(Saved entries)
______

PR #128, opened 2017-03-28
Import states

jonallured:
Prior to this PR an Import only had an implicit state - something that was reflected by the way the `ImportResult` worked. We'd simply count how many of an Import's `RawInput` records had a nil state and when that number was zero then we knew that the Import was finished.

That worked, but isn't going to cut it moving forward.

Instead, what @gnilekaw and I talked about late last week was adding a state column to the Import and being more declarative about the various states it can be in. To accomplish this, I reviewed the libraries one could use and found something that I really like: [micromachine](https://github.com/soveran/micromachine). It's a tiny little library compared to the competition, which is something that I really like about it - you can easily read the whole thing because it's just [one class](https://github.com/soveran/micromachine/blob/master/lib/micromachine.rb).

So I played around with it and it turns out I think it's a great fit for the states of an Import. I subclassed with `ImportMicroMachine` to encapsulate the configuration so the impact on the Import class is about as trim as I could make it. But make no mistake, this PR *does* add responsibility to Import. It is now the owner of the knowledge about how states and jobs relate to one another. Rather than that knowledge being spread around the system, I've centralized it on the model. You mad?

While this is a fairly large PR, it's actually more of a refactoring than anything else - all I've really done is shuffle around some things. But, what this PR does is set us up with a better foundation on which to build. From here we can introduce the concept of finalizing an Import where we export errors to S3 and ping the team on Slack.

Introducing a pre-flight step is as easy as registering new states in the machine and then writing the job to do it.

And the real punchline will be when we're ready to add the state for syncing with RedShift - we'll be able to tell if an Import's data is in sync because we'll have done the work to ensure our states make sense.

Final note: this work is on top of #127 which itself is on top of #123 - I just couldn't get this done without stacking things like this. I'll happily rebase as things get merged!!


gnilekaw:
This is awesome. Makes sense to centralize everything in the model. Api reads nice also.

______

◆ Work instructions ◆
Return all the data above once more, precisely as given.

◆ Answer to this task ◆
PR #128, opened 2017-03-28
Import states

jonallured:
Prior to this PR an Import only had an implicit state - something that was reflected by the way the `ImportResult` worked. We'd simply count how many of an Import's `RawInput` records had a nil state and when that number was zero then we knew that the Import was finished.

That worked, but isn't going to cut it moving forward.

Instead, what @gnilekaw and I talked about late last week was adding a state column to the Import and being more declarative about the various states it can be in. To accomplish this, I reviewed the libraries one could use and found something that I really like: [micromachine](https://github.com/soveran/micromachine). It's a tiny little library compared to the competition, which is something that I really like about it - you can easily read the whole thing because it's just [one class](https://github.com/soveran/micromachine/blob/master/lib/micromachine.rb).

So I played around with it and it turns out I think it's a great fit for the states of an Import. I subclassed with `ImportMicroMachine` to encapsulate the configuration so the impact on the Import class is about as trim as I could make it. But make no mistake, this PR *does* add responsibility to Import. It is now the owner of the knowledge about how states and jobs relate to one another. Rather than that knowledge being spread around the system, I've centralized it on the model. You mad?

While this is a fairly large PR, it's actually more of a refactoring than anything else - all I've really done is shuffle around some things. But, what this PR does is set us up with a better foundation on which to build. From here we can introduce the concept of finalizing an Import where we export errors to S3 and ping the team on Slack.

Introducing a pre-flight step is as easy as registering new states in the machine and then writing the job to do it.

And the real punchline will be when we're ready to add the state for syncing with RedShift - we'll be able to tell if an Import's data is in sync because we'll have done the work to ensure our states make sense.

Final note: this work is on top of #127 which itself is on top of #123 - I just couldn't get this done without stacking things like this. I'll happily rebase as things get merged!!


gnilekaw:
This is awesome. Makes sense to centralize everything in the model. Api reads nice also.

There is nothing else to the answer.